| Requirement |
The answer must consist of each line of the records below that contains the string "tested".

[Collected data entries]

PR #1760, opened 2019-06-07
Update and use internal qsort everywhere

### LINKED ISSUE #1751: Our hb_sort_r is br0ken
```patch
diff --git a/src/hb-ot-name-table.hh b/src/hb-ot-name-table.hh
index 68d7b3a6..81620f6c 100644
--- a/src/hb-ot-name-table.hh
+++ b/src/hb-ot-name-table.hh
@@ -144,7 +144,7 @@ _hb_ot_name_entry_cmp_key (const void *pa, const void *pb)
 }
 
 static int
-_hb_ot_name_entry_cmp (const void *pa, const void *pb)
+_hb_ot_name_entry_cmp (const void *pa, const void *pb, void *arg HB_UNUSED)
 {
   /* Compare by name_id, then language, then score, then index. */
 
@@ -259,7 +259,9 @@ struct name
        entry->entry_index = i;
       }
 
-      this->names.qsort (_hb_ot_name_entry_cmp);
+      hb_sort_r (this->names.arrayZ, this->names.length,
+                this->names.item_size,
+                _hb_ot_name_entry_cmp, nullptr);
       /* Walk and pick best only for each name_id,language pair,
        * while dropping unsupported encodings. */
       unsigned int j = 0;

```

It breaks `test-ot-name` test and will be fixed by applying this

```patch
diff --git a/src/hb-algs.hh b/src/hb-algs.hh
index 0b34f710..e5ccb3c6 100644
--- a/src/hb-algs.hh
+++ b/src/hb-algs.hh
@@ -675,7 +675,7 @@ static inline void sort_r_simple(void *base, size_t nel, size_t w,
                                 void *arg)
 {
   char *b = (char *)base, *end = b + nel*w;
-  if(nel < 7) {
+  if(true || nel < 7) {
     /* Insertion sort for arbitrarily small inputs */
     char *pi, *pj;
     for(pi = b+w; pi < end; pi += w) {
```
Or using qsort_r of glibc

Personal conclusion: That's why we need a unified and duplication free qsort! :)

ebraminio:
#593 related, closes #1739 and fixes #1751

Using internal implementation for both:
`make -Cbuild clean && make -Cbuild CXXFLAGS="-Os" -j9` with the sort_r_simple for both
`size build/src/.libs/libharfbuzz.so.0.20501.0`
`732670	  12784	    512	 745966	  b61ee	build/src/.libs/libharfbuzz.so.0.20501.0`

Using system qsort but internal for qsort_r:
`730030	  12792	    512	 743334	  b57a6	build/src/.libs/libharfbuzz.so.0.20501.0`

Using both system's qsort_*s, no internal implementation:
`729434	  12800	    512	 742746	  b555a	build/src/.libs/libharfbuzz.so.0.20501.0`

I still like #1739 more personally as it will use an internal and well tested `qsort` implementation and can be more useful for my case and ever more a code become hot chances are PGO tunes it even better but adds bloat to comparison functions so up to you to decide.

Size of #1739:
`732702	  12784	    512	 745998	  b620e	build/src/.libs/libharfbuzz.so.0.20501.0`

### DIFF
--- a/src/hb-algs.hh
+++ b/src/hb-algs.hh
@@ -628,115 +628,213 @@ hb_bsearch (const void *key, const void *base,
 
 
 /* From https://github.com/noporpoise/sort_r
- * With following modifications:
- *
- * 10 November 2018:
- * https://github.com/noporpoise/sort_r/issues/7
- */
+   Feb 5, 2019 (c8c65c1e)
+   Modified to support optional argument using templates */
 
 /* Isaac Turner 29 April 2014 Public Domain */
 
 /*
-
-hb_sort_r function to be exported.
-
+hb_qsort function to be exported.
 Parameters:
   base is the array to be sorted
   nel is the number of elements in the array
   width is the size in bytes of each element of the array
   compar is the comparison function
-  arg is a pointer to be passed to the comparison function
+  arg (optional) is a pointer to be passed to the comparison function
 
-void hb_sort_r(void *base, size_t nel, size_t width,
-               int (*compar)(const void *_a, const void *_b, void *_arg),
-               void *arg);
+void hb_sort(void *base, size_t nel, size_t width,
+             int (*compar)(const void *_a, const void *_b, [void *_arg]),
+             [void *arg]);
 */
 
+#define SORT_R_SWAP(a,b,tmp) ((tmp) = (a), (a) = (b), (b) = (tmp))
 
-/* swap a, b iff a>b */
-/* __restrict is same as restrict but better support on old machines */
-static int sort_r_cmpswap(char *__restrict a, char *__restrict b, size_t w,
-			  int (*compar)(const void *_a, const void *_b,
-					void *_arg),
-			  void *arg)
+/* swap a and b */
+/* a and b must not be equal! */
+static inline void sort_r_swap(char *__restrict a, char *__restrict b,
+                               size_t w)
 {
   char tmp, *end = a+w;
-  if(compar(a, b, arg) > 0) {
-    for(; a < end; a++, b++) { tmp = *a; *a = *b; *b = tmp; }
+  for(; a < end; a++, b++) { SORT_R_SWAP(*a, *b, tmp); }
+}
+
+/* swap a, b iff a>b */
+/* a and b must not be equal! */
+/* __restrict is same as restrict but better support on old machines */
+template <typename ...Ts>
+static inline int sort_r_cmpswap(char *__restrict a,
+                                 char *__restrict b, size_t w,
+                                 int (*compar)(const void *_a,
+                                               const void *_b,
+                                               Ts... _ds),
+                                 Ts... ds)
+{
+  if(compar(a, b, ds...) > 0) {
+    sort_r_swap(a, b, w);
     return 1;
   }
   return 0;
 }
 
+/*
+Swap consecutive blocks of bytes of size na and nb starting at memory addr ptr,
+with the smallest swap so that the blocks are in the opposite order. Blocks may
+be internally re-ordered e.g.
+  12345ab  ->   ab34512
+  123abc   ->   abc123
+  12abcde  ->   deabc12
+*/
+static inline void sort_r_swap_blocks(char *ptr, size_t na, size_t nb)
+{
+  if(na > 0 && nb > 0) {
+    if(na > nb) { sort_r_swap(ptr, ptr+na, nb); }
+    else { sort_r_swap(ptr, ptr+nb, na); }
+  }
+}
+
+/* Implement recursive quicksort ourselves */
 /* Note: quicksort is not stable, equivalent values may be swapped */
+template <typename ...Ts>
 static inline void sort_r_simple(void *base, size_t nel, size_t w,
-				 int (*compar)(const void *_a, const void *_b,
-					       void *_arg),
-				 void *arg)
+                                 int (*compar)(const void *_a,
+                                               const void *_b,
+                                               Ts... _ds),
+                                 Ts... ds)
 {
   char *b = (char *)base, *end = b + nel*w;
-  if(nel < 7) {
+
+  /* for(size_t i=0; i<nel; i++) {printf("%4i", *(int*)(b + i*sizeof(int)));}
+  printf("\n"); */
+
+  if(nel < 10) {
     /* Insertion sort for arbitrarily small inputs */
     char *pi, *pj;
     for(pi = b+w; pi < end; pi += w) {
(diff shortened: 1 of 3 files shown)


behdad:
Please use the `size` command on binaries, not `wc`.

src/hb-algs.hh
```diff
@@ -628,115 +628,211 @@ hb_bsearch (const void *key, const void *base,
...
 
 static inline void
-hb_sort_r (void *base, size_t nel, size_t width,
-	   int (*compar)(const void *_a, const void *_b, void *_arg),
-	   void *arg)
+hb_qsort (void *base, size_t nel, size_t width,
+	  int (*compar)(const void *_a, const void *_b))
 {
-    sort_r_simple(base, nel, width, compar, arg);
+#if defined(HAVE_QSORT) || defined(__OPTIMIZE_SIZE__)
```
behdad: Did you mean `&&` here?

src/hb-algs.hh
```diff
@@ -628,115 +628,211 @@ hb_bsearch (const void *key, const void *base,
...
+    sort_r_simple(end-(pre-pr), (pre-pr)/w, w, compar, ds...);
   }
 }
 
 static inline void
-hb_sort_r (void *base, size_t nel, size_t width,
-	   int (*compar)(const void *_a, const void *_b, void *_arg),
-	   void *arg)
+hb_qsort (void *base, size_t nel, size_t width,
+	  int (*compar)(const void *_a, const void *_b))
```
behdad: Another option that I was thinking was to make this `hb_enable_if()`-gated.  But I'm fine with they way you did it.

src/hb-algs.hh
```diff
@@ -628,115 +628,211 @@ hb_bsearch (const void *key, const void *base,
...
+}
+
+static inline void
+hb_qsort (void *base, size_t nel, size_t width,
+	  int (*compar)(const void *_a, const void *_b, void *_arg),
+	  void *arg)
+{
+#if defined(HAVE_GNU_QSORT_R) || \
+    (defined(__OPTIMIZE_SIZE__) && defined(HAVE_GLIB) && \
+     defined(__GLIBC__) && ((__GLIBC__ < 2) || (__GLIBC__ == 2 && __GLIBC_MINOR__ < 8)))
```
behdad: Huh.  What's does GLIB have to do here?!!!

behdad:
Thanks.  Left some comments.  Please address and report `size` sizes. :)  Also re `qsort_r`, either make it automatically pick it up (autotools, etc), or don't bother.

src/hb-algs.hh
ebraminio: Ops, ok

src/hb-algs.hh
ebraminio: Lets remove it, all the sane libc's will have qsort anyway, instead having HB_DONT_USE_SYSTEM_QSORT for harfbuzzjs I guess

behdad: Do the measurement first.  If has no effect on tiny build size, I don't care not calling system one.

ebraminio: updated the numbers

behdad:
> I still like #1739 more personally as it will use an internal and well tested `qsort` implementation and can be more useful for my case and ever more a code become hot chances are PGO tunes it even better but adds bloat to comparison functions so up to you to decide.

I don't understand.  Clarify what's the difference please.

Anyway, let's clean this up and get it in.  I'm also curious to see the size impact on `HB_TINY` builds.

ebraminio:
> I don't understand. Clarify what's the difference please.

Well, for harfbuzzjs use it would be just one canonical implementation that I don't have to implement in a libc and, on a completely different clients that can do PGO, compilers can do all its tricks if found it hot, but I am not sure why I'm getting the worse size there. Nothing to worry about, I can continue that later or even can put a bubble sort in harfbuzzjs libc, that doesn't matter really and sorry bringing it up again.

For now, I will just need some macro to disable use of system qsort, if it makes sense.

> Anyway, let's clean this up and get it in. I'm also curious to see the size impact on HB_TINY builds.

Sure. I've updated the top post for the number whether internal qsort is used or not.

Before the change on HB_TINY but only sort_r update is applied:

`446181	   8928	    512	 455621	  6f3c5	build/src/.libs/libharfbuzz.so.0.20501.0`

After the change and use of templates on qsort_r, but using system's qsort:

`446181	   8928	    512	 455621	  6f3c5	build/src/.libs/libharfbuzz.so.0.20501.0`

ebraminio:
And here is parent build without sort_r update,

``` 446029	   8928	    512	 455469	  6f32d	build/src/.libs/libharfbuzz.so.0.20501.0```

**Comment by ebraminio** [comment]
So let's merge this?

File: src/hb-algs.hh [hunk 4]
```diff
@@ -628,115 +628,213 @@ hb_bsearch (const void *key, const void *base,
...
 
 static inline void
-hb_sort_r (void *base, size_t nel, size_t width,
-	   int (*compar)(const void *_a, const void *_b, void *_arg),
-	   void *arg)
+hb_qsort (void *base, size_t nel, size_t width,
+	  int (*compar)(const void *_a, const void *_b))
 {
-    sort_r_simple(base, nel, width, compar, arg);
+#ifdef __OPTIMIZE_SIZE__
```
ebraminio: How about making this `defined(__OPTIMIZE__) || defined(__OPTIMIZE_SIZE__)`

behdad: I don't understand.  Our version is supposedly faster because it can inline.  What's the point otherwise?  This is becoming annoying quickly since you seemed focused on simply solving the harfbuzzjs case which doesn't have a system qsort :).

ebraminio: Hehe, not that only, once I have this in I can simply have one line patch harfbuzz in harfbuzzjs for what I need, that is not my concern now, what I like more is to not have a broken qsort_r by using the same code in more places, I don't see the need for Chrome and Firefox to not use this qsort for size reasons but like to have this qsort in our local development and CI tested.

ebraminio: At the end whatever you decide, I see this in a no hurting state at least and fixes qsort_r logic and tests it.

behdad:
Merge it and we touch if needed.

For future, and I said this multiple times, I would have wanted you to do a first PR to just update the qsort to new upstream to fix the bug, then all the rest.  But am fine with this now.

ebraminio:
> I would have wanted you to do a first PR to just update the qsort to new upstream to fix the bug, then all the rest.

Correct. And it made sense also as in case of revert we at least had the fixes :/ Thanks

| Result of this task |
I still like #1739 more personally as it will use an internal and well tested `qsort` implementation and can be more useful for my case and ever more a code become hot chances are PGO tunes it even better but adds bloat to comparison functions so up to you to decide.
> I still like #1739 more personally as it will use an internal and well tested `qsort` implementation and can be more useful for my case and ever more a code become hot chances are PGO tunes it even better but adds bloat to comparison functions so up to you to decide.
ebraminio: Hehe, not that only, once I have this in I can simply have one line patch harfbuzz in harfbuzzjs for what I need, that is not my concern now, what I like more is to not have a broken qsort_r by using the same code in more places, I don't see the need for Chrome and Firefox to not use this qsort for size reasons but like to have this qsort in our local development and CI tested.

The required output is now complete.